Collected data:
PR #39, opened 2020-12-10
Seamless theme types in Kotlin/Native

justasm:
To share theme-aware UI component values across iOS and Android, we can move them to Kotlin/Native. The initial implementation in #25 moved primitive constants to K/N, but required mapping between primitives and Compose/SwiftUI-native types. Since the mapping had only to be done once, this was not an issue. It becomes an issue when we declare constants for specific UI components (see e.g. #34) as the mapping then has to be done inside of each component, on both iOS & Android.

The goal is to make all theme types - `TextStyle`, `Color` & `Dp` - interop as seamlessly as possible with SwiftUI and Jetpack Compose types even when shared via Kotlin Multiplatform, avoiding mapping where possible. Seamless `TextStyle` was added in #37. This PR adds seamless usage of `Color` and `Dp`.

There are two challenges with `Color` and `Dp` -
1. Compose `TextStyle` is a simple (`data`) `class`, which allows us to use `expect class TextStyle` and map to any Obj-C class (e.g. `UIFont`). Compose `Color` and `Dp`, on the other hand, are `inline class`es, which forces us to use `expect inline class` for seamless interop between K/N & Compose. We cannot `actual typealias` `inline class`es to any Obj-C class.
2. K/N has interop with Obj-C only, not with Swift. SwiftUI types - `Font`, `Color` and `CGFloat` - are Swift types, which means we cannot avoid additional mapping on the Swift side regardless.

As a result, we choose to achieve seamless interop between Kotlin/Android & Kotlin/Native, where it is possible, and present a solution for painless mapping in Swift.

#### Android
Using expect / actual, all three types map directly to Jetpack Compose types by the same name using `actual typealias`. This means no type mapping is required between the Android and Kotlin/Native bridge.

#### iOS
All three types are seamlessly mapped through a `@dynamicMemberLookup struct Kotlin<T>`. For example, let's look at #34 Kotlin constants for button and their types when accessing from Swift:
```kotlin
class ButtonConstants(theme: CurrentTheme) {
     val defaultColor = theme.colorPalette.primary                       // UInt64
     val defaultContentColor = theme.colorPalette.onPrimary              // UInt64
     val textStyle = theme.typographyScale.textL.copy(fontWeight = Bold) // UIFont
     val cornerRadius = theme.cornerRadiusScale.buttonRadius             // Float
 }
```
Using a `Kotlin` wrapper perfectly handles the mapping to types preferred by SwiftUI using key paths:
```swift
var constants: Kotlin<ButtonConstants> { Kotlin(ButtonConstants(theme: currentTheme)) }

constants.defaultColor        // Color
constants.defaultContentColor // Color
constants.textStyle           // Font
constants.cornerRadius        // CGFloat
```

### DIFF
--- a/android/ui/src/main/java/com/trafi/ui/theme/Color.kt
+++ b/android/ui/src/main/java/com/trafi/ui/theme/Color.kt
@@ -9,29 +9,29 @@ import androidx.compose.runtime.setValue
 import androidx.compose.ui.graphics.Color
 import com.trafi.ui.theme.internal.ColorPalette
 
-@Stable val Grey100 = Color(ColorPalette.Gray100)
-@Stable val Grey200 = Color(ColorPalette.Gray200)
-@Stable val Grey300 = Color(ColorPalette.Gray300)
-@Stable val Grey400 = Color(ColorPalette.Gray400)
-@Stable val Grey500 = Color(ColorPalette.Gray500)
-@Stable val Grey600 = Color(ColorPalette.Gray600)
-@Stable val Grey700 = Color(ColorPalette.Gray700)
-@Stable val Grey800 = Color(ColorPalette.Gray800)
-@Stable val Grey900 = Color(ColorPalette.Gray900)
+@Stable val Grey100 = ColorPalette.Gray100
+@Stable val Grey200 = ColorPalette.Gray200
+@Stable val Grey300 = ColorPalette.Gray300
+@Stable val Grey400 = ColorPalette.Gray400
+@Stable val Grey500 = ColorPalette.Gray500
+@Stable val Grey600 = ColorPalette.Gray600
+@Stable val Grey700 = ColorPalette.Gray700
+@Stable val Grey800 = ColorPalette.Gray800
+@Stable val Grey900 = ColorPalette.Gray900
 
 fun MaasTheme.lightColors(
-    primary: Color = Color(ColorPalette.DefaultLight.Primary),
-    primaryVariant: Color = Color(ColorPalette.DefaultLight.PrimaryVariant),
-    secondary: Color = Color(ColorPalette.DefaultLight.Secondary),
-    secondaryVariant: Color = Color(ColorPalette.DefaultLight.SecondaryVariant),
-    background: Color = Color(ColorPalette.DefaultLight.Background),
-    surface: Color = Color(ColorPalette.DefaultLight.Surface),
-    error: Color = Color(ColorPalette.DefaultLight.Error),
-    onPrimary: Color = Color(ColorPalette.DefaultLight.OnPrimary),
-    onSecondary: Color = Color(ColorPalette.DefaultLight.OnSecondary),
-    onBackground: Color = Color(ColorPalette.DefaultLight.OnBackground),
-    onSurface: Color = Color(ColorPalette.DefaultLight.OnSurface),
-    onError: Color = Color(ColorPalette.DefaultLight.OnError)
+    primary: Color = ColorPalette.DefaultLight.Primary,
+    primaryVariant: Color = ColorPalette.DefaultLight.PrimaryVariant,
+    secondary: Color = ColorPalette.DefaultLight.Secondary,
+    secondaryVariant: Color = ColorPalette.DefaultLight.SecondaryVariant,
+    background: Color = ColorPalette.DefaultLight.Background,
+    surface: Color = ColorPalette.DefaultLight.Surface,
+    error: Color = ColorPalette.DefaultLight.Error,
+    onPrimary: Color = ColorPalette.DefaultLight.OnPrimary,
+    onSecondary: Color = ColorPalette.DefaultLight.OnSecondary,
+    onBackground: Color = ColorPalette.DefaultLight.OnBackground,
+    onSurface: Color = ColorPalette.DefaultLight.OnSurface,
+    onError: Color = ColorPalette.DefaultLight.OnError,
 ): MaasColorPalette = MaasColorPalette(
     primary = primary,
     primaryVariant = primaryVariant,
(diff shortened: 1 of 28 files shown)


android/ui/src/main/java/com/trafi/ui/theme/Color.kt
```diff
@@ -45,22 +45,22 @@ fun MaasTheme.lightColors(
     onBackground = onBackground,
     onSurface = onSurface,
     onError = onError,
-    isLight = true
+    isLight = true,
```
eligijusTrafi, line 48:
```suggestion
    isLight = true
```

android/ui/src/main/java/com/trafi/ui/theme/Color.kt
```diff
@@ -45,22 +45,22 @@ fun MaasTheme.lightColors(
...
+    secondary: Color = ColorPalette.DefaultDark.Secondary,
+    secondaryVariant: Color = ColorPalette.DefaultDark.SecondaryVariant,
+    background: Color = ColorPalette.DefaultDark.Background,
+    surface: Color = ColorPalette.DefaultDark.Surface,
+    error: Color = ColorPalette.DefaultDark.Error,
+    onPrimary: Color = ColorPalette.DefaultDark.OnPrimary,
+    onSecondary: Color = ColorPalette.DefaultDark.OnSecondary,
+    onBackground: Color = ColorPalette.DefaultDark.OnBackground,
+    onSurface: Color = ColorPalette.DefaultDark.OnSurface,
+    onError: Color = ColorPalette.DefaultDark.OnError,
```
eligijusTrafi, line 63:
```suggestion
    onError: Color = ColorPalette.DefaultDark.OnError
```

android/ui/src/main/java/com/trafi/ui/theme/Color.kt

* Work instructions
From the records above, extract every line exactly as it stands.

* Solution to the exercise
PR #39, opened 2020-12-10
Seamless theme types in Kotlin/Native

justasm:
To share theme-aware UI component values across iOS and Android, we can move them to Kotlin/Native. The initial implementation in #25 moved primitive constants to K/N, but required mapping between primitives and Compose/SwiftUI-native types. Since the mapping had only to be done once, this was not an issue. It becomes an issue when we declare constants for specific UI components (see e.g. #34) as the mapping then has to be done inside of each component, on both iOS & Android.

The goal is to make all theme types - `TextStyle`, `Color` & `Dp` - interop as seamlessly as possible with SwiftUI and Jetpack Compose types even when shared via Kotlin Multiplatform, avoiding mapping where possible. Seamless `TextStyle` was added in #37. This PR adds seamless usage of `Color` and `Dp`.

There are two challenges with `Color` and `Dp` -
1. Compose `TextStyle` is a simple (`data`) `class`, which allows us to use `expect class TextStyle` and map to any Obj-C class (e.g. `UIFont`). Compose `Color` and `Dp`, on the other hand, are `inline class`es, which forces us to use `expect inline class` for seamless interop between K/N & Compose. We cannot `actual typealias` `inline class`es to any Obj-C class.
2. K/N has interop with Obj-C only, not with Swift. SwiftUI types - `Font`, `Color` and `CGFloat` - are Swift types, which means we cannot avoid additional mapping on the Swift side regardless.

As a result, we choose to achieve seamless interop between Kotlin/Android & Kotlin/Native, where it is possible, and present a solution for painless mapping in Swift.

#### Android
Using expect / actual, all three types map directly to Jetpack Compose types by the same name using `actual typealias`. This means no type mapping is required between the Android and Kotlin/Native bridge.

#### iOS
All three types are seamlessly mapped through a `@dynamicMemberLookup struct Kotlin<T>`. For example, let's look at #34 Kotlin constants for button and their types when accessing from Swift:
```kotlin
class ButtonConstants(theme: CurrentTheme) {
     val defaultColor = theme.colorPalette.primary                       // UInt64
     val defaultContentColor = theme.colorPalette.onPrimary              // UInt64
     val textStyle = theme.typographyScale.textL.copy(fontWeight = Bold) // UIFont
     val cornerRadius = theme.cornerRadiusScale.buttonRadius             // Float
 }
```
Using a `Kotlin` wrapper perfectly handles the mapping to types preferred by SwiftUI using key paths:
```swift
var constants: Kotlin<ButtonConstants> { Kotlin(ButtonConstants(theme: currentTheme)) }

constants.defaultColor        // Color
constants.defaultContentColor // Color
constants.textStyle           // Font
constants.cornerRadius        // CGFloat
```

### DIFF
--- a/android/ui/src/main/java/com/trafi/ui/theme/Color.kt
+++ b/android/ui/src/main/java/com/trafi/ui/theme/Color.kt
@@ -9,29 +9,29 @@ import androidx.compose.runtime.setValue
 import androidx.compose.ui.graphics.Color
 import com.trafi.ui.theme.internal.ColorPalette
 
-@Stable val Grey100 = Color(ColorPalette.Gray100)
-@Stable val Grey200 = Color(ColorPalette.Gray200)
-@Stable val Grey300 = Color(ColorPalette.Gray300)
-@Stable val Grey400 = Color(ColorPalette.Gray400)
-@Stable val Grey500 = Color(ColorPalette.Gray500)
-@Stable val Grey600 = Color(ColorPalette.Gray600)
-@Stable val Grey700 = Color(ColorPalette.Gray700)
-@Stable val Grey800 = Color(ColorPalette.Gray800)
-@Stable val Grey900 = Color(ColorPalette.Gray900)
+@Stable val Grey100 = ColorPalette.Gray100
+@Stable val Grey200 = ColorPalette.Gray200
+@Stable val Grey300 = ColorPalette.Gray300
+@Stable val Grey400 = ColorPalette.Gray400
+@Stable val Grey500 = ColorPalette.Gray500
+@Stable val Grey600 = ColorPalette.Gray600
+@Stable val Grey700 = ColorPalette.Gray700
+@Stable val Grey800 = ColorPalette.Gray800
+@Stable val Grey900 = ColorPalette.Gray900
 
 fun MaasTheme.lightColors(
-    primary: Color = Color(ColorPalette.DefaultLight.Primary),
-    primaryVariant: Color = Color(ColorPalette.DefaultLight.PrimaryVariant),
-    secondary: Color = Color(ColorPalette.DefaultLight.Secondary),
-    secondaryVariant: Color = Color(ColorPalette.DefaultLight.SecondaryVariant),
-    background: Color = Color(ColorPalette.DefaultLight.Background),
-    surface: Color = Color(ColorPalette.DefaultLight.Surface),
-    error: Color = Color(ColorPalette.DefaultLight.Error),
-    onPrimary: Color = Color(ColorPalette.DefaultLight.OnPrimary),
-    onSecondary: Color = Color(ColorPalette.DefaultLight.OnSecondary),
-    onBackground: Color = Color(ColorPalette.DefaultLight.OnBackground),
-    onSurface: Color = Color(ColorPalette.DefaultLight.OnSurface),
-    onError: Color = Color(ColorPalette.DefaultLight.OnError)
+    primary: Color = ColorPalette.DefaultLight.Primary,
+    primaryVariant: Color = ColorPalette.DefaultLight.PrimaryVariant,
+    secondary: Color = ColorPalette.DefaultLight.Secondary,
+    secondaryVariant: Color = ColorPalette.DefaultLight.SecondaryVariant,
+    background: Color = ColorPalette.DefaultLight.Background,
+    surface: Color = ColorPalette.DefaultLight.Surface,
+    error: Color = ColorPalette.DefaultLight.Error,
+    onPrimary: Color = ColorPalette.DefaultLight.OnPrimary,
+    onSecondary: Color = ColorPalette.DefaultLight.OnSecondary,
+    onBackground: Color = ColorPalette.DefaultLight.OnBackground,
+    onSurface: Color = ColorPalette.DefaultLight.OnSurface,
+    onError: Color = ColorPalette.DefaultLight.OnError,
 ): MaasColorPalette = MaasColorPalette(
     primary = primary,
     primaryVariant = primaryVariant,
(diff shortened: 1 of 28 files shown)


android/ui/src/main/java/com/trafi/ui/theme/Color.kt
```diff
@@ -45,22 +45,22 @@ fun MaasTheme.lightColors(
     onBackground = onBackground,
     onSurface = onSurface,
     onError = onError,
-    isLight = true
+    isLight = true,
```
eligijusTrafi, line 48:
```suggestion
    isLight = true
```

android/ui/src/main/java/com/trafi/ui/theme/Color.kt
```diff
@@ -45,22 +45,22 @@ fun MaasTheme.lightColors(
...
+    secondary: Color = ColorPalette.DefaultDark.Secondary,
+    secondaryVariant: Color = ColorPalette.DefaultDark.SecondaryVariant,
+    background: Color = ColorPalette.DefaultDark.Background,
+    surface: Color = ColorPalette.DefaultDark.Surface,
+    error: Color = ColorPalette.DefaultDark.Error,
+    onPrimary: Color = ColorPalette.DefaultDark.OnPrimary,
+    onSecondary: Color = ColorPalette.DefaultDark.OnSecondary,
+    onBackground: Color = ColorPalette.DefaultDark.OnBackground,
+    onSurface: Color = ColorPalette.DefaultDark.OnSurface,
+    onError: Color = ColorPalette.DefaultDark.OnError,
```
eligijusTrafi, line 63:
```suggestion
    onError: Color = ColorPalette.DefaultDark.OnError
```

android/ui/src/main/java/com/trafi/ui/theme/Color.kt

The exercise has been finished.